▶ Exercise goal
The result should be the line with "to separate files" followed by every remaining line of the entries, each reproduced exactly, with nothing else.

[Data to examine]

PR #675, opened 2020-02-07
Update documentation

tammersaleh:

* The README is now concise and up to date
* The bootsrapping and validating bits have been moved to separate files

## Security considerations

None.

### DIFF
--- a/README.md
+++ b/README.md
@@ -1,126 +1,86 @@
-# cg-provision
+# Cloud.gov Provisioning System
 
-Scripts, configurations, and procedures for provisioning the infrastructure to set up cloud.gov.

[/Data to examine]

▶ Solved exercise
* The bootsrapping and validating bits have been moved to separate files

## Security considerations

None.

### DIFF
--- a/README.md
+++ b/README.md
@@ -1,126 +1,86 @@
-# cg-provision
+# Cloud.gov Provisioning System
 
-Scripts, configurations, and procedures for provisioning the infrastructure to set up cloud.gov.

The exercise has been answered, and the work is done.